Вот тут, кстати, хороший вопрос: «Все истинные народные герои — те, про кого нам в детсаду рассказывали: Ленин, Штирлиц, Заяц, Волк и Чапаев».

Да, вы совершенно правы. Но это не потому, что нам рассказывали в детском саду, а потому что у нас — как бы вам сказать? — у нас в это время как раз вышел на поверхность национальный характер, национальная матрица. А вот эта матрица и сводится к обожествлению такого типа народного героя.

Вот хороший вопрос, пришедший сразу: «А что ты думаешь о текстах комсомольцев шестидесятых и семидесятых, которые сейчас извлекают из капсул? По-моему, пошловато и тупо, независимо от контекста эпохи».

Саша, ну вы же понимаете, что это писали не сами комсомольцы, а это писали комсомольские работники нарочно, чтобы это потом извлекать.
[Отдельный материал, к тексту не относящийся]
PR #17410, opened 2023-04-29
Fix #10403: Moving same-beat notes between strings

### LINKED ISSUE #10403: [MU4 Issue] Issues when moving same-beat notes between strings in tablature
**Describe the bug**

When working on Guitar tablature, moving multiple notes on the same beat between strings doesn't work as expected. 
It either fails, or causes weird changes.

**To Reproduce**
1. Create a new score with guitar tablature
2. Add 3 notes on the same beat
3. Select them
4. Press `Ctrl + Down` to move them to a lower string
5. Press `Ctrl + Up` to move them to the original position

**Expected behavior**
After moving down one string, and then back up, the notes are in their original state.

**Screenshots**
2. Add 3 notes on the same beat
    image
3. Select them
    image
4. Press `Ctrl + Down` to move them to a lower string
    image
5. Press `Ctrl + Up` to move them to the original position
    image

**Platform information**
 - OS: Windows 10
 - MuseScoreNightly-202201290418-master-b8de8be-x86_64
 - Reproduced on MuseScore 3.6 as well

**Additional context**
It seems that note selection type & order matters here.

If we select using `Shift`, we get one behavior. If we select using `Ctrl`, we get another.
When selecting using `Ctrl`, it seems that note selection order matters as well.

If I select notes from top to bottom, I get issues when moving them down.
If I select notes from bottom to top, I get issues moving them up, but moving down works well.

My assumption is that the notes are moved in sequence, and not as a group. As a result - the order in which they are moved is significant, as notes may block the movement of other notes.

tmr232:
Sort the notes by string, so that moved notes don't block each other.

Resolves: #10403 

Moving same-beat notes between strings currently depends on selection order.
We first try to move the notes that are selected first, resulting in conflicts when moving chords.

By sorting the notes by string, we ensure that the notes of a chord won't block each other if a move is possible.

### DIFF
--- a/src/engraving/libmscore/cmd.cpp
+++ b/src/engraving/libmscore/cmd.cpp
@@ -1646,6 +1646,14 @@ void Score::upDown(bool up, UpDownMode mode)
 {
     std::list<Note*> el = selection().uniqueNotes();
 
+    el.sort([up](Note* a, Note* b) {
+        if (up) {
+            return a->string() < b->string();
+        } else {
+            return a->string() > b->string();
+        }
+    });
+
     for (Note* oNote : el) {
         Fraction tick     = oNote->chord()->tick();
         Staff* staff = oNote->staff();


src/engraving/libmscore/cmd.cpp
```diff
@@ -26,7 +26,8 @@
 */
 
 #include <assert.h>
-
+#include <algorithm>
+#include <iostream>
 #include "translation.h"
```
cbjeukendrup, line 31: It looks like `<iostream>` is not necessary. Also, from a code-stylistic point of view, it is preferable to keep a newline between #includes from the standard library and our own #includes.
```suggestion
#include <algorithm>

#include "translation.h"
```

cbjeukendrup (commented):
Thanks for your contribution! Looks like a good solution. I only have a comment about some details:

src/engraving/libmscore/cmd.cpp
tmr232: Oh, thanks!
I missed that when removing my debug prints.

tmr232: Pushed an amended commit.
Should I mark this as resolved, or let you do that?

src/engraving/libmscore/cmd.cpp
```diff
@@ -26,6 +26,7 @@
 */
 
 #include <assert.h>
+#include <algorithm>
```
cbjeukendrup, line 29: I just realised that you don't need `<algorithm>` either, since the `sort` you are using is a member of `std::list`. Sorry, I should have spotted that earlier...

src/engraving/libmscore/cmd.cpp
cbjeukendrup: Regarding marking conversations as solved, feel free to do that when you're confident you've made the correct change. 

For debug logging, you could also use our `LOGD() << …` (or `LOGI` or `LOGW` or `LOGE`). Sometimes that's more convenient, because it also prints the name of the method that's being called and it can handle some custom types like `mu::String` etc.

src/engraving/libmscore/cmd.cpp
tmr232: You're quite right!
I'll fix that.

cbjeukendrup (approved):
Looks perfect now! Thanks!

DmitryArefiev:
Tested #10403 on Win10, Mac13, LinuxUbuntu 22.04 - **FIXED**

Thanks!

Issue #17352, opened 2023-04-25
Dropdown called from Mixer or Palette can't be closed by clicking out of it


abariska:
### Issue type

Other type of issue

### Bug description

Probably, the issue appeared after the fix https://github.com/musescore/MuseScore/pull/17268

### Steps to reproduce

1. Open any score
2. Open Mixer window
3. Tap a plugin cell to call dropdown with plugin list
4. Click out of it (e.g. any note or score sheet)

### Screenshots/Screen recordings

https://user-images.githubusercontent.com/101250347/234283458-211177fc-4ed5-44f2-a1c6-d1f194fb6d24.mp4

### MuseScore Version

MuseScore 4.1

### Regression

Yes, this used to work in a previous version of MuseScore 4.x

### Operating system

macOS 13

fmndantas:
Hi @abariska. Can I try to solve this issue?

abariska:
@fmndantas it's a regression after another fixes, so better if @Eism and @cbjeukendrup will check it first

DmitryArefiev:
The same with Properties:


https://user-images.githubusercontent.com/90187801/234847873-9a977711-3185-413a-966f-62ac8ed56af0.mp4

(will add to the summary)

abariska:
🟢 **FIXED**
Tested on macOS 12, Win 11, Ubuntu 20

Issue #15481, opened 2022-12-21
Dropdown in settings going behind menu


MyCatIsAChonk:
**Describe the bug**
A short and clear description of what the bug is.
The dropdown menu in Preferences > Import > MIDI is going behind the menu, as shown in the screenshot. I'm using MacOS Ventura 13.0.1.

**To Reproduce**
1. Go to 'Preferences'
2. Click on 'Import'
3. Scroll down to 'MIDI'
4. Select the dropdown menu
5. See error (at least, on MacOS Ventura 13.0.1; not sure if this is the case on other OS's)

**Expected behavior**
I expect the dropdown to come in front of the menu so I can click one of the options.

**Screenshots**
![image](https://user-images.githubusercontent.com/121187295/208960740-68d30dce-99b3-4b11-aa44-7f2dee42a602.png)

**Platform information**
 - OS: MacOS Ventura 13.0.1

**Additional context**
N/A

Eism:
@MyCatIsAChonk 
I can't reproduce it on macOS Ventura 13. Need more info

Are you using a multi-monitor setup?

MyCatIsAChonk:
Yes, I have it pulled up on an alternate monitor connected to my actual computer. The monitor is a Dell S2721HN.

abariska:
🟢 **FIXED**
Tested on macOS 12, Win 11, Ubuntu 20

abariska:
🔴 Reproducible again after the PR https://github.com/musescore/MuseScore/pull/17268

abariska:
🟢 **FIXED**
Tested on macOS 12, Win 11, Ubuntu 20

PR #17413, opened 2023-04-29
Init popup close controller *properly*

cbjeukendrup:
In #17268, we delayed the initialisation of the PopupView's CloseController until *after* PopupView's constructor, so that we can check if it is a popup or a dialog, and only use the CloseController when it is a popup.

This revealed that when initialising the CloseController, we were forgetting to set some of its properties.

Why it *did* work before that PR? That was because we *do* update the properties of the CloseController at the moment that the properties of the PopupView are updated. That happens very early, so acted as a replacement for setting all properties correctly during initialisation. But after the PR, the CloseController is not yet initialised at that moment, so the properties would not be set at all.

Resolves: #15481 
Resolves: #17352

### DIFF
--- a/src/framework/uicomponents/view/popupview.cpp
+++ b/src/framework/uicomponents/view/popupview.cpp
@@ -159,6 +159,11 @@ void PopupView::initCloseController()
 
     m_closeController->init();
 
+    m_closeController->setParentItem(parentItem());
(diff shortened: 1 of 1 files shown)


igorkorsukov (approved):

abariska:
Please, merge to master

Issue #17349, opened 2023-04-25
Corruption when Ctrl-deleting measure containing global time signature after measure with local time signature


cbjeukendrup:
### Issue type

Это было мероприятие, а никак не великий почин, не народная самоорганизация, поэтому там, конечно, написаны глупости о том, что «вы там сейчас, наверное, Марс бороздите».

Они все почему-то думали в шестидесятые, в семидесятые годы, а особенно в шестидесятые, что возможно возвращение к нормальному проекту, что возможно очистить его от сталинских наслоений. Но он был мертв к этому времени — вот в чем вся проблема. И если бы, может быть, в двадцатые годы все пошло несколько иначе, там были развилки. Но после двадцать девятого, и особенно после шестьдесят второго (ну, я имею в виду Новочеркасск), после этого уже бессмысленно было что-либо возрождать. Проект народовластия был погребен — во многом, кстати говоря, не только Сталиным, но и Хрущевым. А Брежнев уже просто вколотил в него крест. Поэтому, конечно, все эти капсулы фиксируют скуку и безнадежность.

Я, кстати говоря, охотно бы заложил… Вот это я вам могу сказать абсолютно честно. Я охотно бы заложил капсулу людям 2117 года, потому что… Вот в этом я уверен абсолютно! Что хотите со мной делайте, я абсолютно уверен, что люди 2117 года в новой России будут жить счастливо. Потому что вот то, что нам кажется сегодня плохим, безнадежным, беспросветным — это всегда так бывает при затянувшейся эпохе Отступника, при возвращении, при петле времени. Но как только это закончится, вы себе не представляете, как радостно все просияет. Далеко не все сгнило. Напротив, в этой гнили уже завелись спасительные новые семена. И мы увидим с вами — ну, те, кто доживет до 2117 года (а я уверен, такие среди нас есть), — мы увидим ослепительный новый мир. В любом случае, если бы я заложил сегодня капсулу времени нашим потомкам через 100 лет, там были бы только слова: «Завидую и поздравляю!».

А вам, которые услышат меня через неделю, тоже завидую. Спасибо. До скорого. Пока!